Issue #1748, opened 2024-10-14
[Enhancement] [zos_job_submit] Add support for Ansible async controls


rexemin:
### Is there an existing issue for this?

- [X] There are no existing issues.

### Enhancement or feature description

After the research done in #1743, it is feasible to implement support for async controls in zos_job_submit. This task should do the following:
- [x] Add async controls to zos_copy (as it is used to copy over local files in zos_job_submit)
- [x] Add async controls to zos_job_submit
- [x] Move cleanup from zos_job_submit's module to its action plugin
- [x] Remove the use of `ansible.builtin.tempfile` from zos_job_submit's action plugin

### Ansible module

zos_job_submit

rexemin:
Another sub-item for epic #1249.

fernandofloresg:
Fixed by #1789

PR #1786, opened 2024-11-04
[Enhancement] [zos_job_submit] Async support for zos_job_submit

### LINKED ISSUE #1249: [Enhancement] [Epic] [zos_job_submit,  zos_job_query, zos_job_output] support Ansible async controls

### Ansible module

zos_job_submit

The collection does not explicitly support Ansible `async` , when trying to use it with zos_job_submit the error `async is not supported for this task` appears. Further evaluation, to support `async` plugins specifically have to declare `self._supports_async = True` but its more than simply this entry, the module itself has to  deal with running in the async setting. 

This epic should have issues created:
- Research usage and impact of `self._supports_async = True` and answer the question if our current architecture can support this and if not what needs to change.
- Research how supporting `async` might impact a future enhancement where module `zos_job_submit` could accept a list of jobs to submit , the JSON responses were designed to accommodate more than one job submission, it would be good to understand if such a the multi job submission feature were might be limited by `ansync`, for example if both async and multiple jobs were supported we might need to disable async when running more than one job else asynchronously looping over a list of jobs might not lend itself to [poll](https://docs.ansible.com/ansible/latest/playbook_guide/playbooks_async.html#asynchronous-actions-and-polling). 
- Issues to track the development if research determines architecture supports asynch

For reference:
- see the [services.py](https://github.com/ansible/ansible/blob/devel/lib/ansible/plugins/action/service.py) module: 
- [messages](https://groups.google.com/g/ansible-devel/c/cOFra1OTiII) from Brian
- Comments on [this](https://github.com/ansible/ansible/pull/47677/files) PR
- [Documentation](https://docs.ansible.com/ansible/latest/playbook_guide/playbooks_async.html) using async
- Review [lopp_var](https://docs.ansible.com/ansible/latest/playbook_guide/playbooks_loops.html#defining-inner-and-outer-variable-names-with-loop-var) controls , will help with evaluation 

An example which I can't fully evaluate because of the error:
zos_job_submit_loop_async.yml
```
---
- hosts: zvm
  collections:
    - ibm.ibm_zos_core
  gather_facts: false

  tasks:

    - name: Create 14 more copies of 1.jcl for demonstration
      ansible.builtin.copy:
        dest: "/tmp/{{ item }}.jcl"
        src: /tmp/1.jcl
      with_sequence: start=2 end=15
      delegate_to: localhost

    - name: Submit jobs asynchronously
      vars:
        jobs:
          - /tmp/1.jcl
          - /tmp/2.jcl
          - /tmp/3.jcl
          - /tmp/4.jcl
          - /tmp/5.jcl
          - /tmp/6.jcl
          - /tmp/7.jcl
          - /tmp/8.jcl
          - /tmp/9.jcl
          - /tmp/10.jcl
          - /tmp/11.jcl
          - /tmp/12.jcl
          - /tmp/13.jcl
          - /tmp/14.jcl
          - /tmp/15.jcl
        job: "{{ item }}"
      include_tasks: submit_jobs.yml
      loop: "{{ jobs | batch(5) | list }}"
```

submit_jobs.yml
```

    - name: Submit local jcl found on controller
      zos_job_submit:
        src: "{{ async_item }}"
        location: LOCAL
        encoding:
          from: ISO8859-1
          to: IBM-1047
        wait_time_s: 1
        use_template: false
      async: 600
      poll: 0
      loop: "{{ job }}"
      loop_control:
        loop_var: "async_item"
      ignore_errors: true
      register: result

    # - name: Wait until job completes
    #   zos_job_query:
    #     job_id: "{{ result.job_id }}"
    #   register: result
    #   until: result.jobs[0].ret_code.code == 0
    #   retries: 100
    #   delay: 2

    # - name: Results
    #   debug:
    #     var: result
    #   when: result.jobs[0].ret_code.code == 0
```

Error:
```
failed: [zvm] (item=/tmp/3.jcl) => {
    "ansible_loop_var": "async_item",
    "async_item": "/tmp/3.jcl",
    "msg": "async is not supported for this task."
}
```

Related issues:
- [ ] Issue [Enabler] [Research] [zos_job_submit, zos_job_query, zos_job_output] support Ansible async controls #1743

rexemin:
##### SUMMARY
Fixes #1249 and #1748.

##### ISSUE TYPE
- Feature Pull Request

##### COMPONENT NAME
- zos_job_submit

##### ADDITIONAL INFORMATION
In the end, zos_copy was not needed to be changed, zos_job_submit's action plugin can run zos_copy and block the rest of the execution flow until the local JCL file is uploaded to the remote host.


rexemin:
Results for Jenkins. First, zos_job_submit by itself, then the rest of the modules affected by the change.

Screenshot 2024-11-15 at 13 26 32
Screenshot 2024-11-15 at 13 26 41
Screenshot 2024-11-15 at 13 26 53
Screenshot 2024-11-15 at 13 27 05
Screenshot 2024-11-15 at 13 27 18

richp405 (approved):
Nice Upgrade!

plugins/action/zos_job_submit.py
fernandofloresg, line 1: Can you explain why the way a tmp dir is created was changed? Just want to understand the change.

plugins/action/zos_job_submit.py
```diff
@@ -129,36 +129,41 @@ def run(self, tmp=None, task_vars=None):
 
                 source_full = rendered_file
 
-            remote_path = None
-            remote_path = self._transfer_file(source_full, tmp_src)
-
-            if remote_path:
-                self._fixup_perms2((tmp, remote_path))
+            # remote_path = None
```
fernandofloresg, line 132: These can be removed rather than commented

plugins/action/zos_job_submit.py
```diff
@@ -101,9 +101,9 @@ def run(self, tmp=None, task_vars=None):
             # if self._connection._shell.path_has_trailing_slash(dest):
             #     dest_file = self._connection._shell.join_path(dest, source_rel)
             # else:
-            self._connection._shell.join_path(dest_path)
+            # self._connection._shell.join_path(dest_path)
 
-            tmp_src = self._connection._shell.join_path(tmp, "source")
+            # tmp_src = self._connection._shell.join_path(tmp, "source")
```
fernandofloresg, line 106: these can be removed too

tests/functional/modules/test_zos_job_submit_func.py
☆ ☆ ☆ ☆ ☆ ☆ ☆
Task prompt -
What you return must match the listing exactly, with nothing missing.

Solution to the problem -
Issue #1748, opened 2024-10-14
[Enhancement] [zos_job_submit] Add support for Ansible async controls


rexemin:
### Is there an existing issue for this?

- [X] There are no existing issues.

### Enhancement or feature description

After the research done in #1743, it is feasible to implement support for async controls in zos_job_submit. This task should do the following:
- [x] Add async controls to zos_copy (as it is used to copy over local files in zos_job_submit)
- [x] Add async controls to zos_job_submit
- [x] Move cleanup from zos_job_submit's module to its action plugin
- [x] Remove the use of `ansible.builtin.tempfile` from zos_job_submit's action plugin

### Ansible module

zos_job_submit

rexemin:
Another sub-item for epic #1249.

fernandofloresg:
Fixed by #1789

PR #1786, opened 2024-11-04
[Enhancement] [zos_job_submit] Async support for zos_job_submit

### LINKED ISSUE #1249: [Enhancement] [Epic] [zos_job_submit,  zos_job_query, zos_job_output] support Ansible async controls

### Ansible module

zos_job_submit

The collection does not explicitly support Ansible `async` , when trying to use it with zos_job_submit the error `async is not supported for this task` appears. Further evaluation, to support `async` plugins specifically have to declare `self._supports_async = True` but its more than simply this entry, the module itself has to  deal with running in the async setting. 

This epic should have issues created:
- Research usage and impact of `self._supports_async = True` and answer the question if our current architecture can support this and if not what needs to change.
- Research how supporting `async` might impact a future enhancement where module `zos_job_submit` could accept a list of jobs to submit , the JSON responses were designed to accommodate more than one job submission, it would be good to understand if such a the multi job submission feature were might be limited by `ansync`, for example if both async and multiple jobs were supported we might need to disable async when running more than one job else asynchronously looping over a list of jobs might not lend itself to [poll](https://docs.ansible.com/ansible/latest/playbook_guide/playbooks_async.html#asynchronous-actions-and-polling). 
- Issues to track the development if research determines architecture supports asynch

For reference:
- see the [services.py](https://github.com/ansible/ansible/blob/devel/lib/ansible/plugins/action/service.py) module: 
- [messages](https://groups.google.com/g/ansible-devel/c/cOFra1OTiII) from Brian
- Comments on [this](https://github.com/ansible/ansible/pull/47677/files) PR
- [Documentation](https://docs.ansible.com/ansible/latest/playbook_guide/playbooks_async.html) using async
- Review [lopp_var](https://docs.ansible.com/ansible/latest/playbook_guide/playbooks_loops.html#defining-inner-and-outer-variable-names-with-loop-var) controls , will help with evaluation 

An example which I can't fully evaluate because of the error:
zos_job_submit_loop_async.yml
```
---
- hosts: zvm
  collections:
    - ibm.ibm_zos_core
  gather_facts: false

  tasks:

    - name: Create 14 more copies of 1.jcl for demonstration
      ansible.builtin.copy:
        dest: "/tmp/{{ item }}.jcl"
        src: /tmp/1.jcl
      with_sequence: start=2 end=15
      delegate_to: localhost

    - name: Submit jobs asynchronously
      vars:
        jobs:
          - /tmp/1.jcl
          - /tmp/2.jcl
          - /tmp/3.jcl
          - /tmp/4.jcl
          - /tmp/5.jcl
          - /tmp/6.jcl
          - /tmp/7.jcl
          - /tmp/8.jcl
          - /tmp/9.jcl
          - /tmp/10.jcl
          - /tmp/11.jcl
          - /tmp/12.jcl
          - /tmp/13.jcl
          - /tmp/14.jcl
          - /tmp/15.jcl
        job: "{{ item }}"
      include_tasks: submit_jobs.yml
      loop: "{{ jobs | batch(5) | list }}"
```

submit_jobs.yml
```

    - name: Submit local jcl found on controller
      zos_job_submit:
        src: "{{ async_item }}"
        location: LOCAL
        encoding:
          from: ISO8859-1
          to: IBM-1047
        wait_time_s: 1
        use_template: false
      async: 600
      poll: 0
      loop: "{{ job }}"
      loop_control:
        loop_var: "async_item"
      ignore_errors: true
      register: result

    # - name: Wait until job completes
    #   zos_job_query:
    #     job_id: "{{ result.job_id }}"
    #   register: result
    #   until: result.jobs[0].ret_code.code == 0
    #   retries: 100
    #   delay: 2

    # - name: Results
    #   debug:
    #     var: result
    #   when: result.jobs[0].ret_code.code == 0
```

Error:
```
failed: [zvm] (item=/tmp/3.jcl) => {
    "ansible_loop_var": "async_item",
    "async_item": "/tmp/3.jcl",
    "msg": "async is not supported for this task."
}
```

Related issues:
- [ ] Issue [Enabler] [Research] [zos_job_submit, zos_job_query, zos_job_output] support Ansible async controls #1743

rexemin:
##### SUMMARY
Fixes #1249 and #1748.

##### ISSUE TYPE
- Feature Pull Request

##### COMPONENT NAME
- zos_job_submit

##### ADDITIONAL INFORMATION
In the end, zos_copy was not needed to be changed, zos_job_submit's action plugin can run zos_copy and block the rest of the execution flow until the local JCL file is uploaded to the remote host.


rexemin:
Results for Jenkins. First, zos_job_submit by itself, then the rest of the modules affected by the change.

Screenshot 2024-11-15 at 13 26 32
Screenshot 2024-11-15 at 13 26 41
Screenshot 2024-11-15 at 13 26 53
Screenshot 2024-11-15 at 13 27 05
Screenshot 2024-11-15 at 13 27 18

richp405 (approved):
Nice Upgrade!

plugins/action/zos_job_submit.py
fernandofloresg, line 1: Can you explain why the way a tmp dir is created was changed? Just want to understand the change.

plugins/action/zos_job_submit.py
```diff
@@ -129,36 +129,41 @@ def run(self, tmp=None, task_vars=None):
 
                 source_full = rendered_file
 
-            remote_path = None
-            remote_path = self._transfer_file(source_full, tmp_src)
-
-            if remote_path:
-                self._fixup_perms2((tmp, remote_path))
+            # remote_path = None
```
fernandofloresg, line 132: These can be removed rather than commented

plugins/action/zos_job_submit.py
```diff
@@ -101,9 +101,9 @@ def run(self, tmp=None, task_vars=None):
             # if self._connection._shell.path_has_trailing_slash(dest):
             #     dest_file = self._connection._shell.join_path(dest, source_rel)
             # else:
-            self._connection._shell.join_path(dest_path)
+            # self._connection._shell.join_path(dest_path)
 
-            tmp_src = self._connection._shell.join_path(tmp, "source")
+            # tmp_src = self._connection._shell.join_path(tmp, "source")
```
fernandofloresg, line 106: these can be removed too

tests/functional/modules/test_zos_job_submit_func.py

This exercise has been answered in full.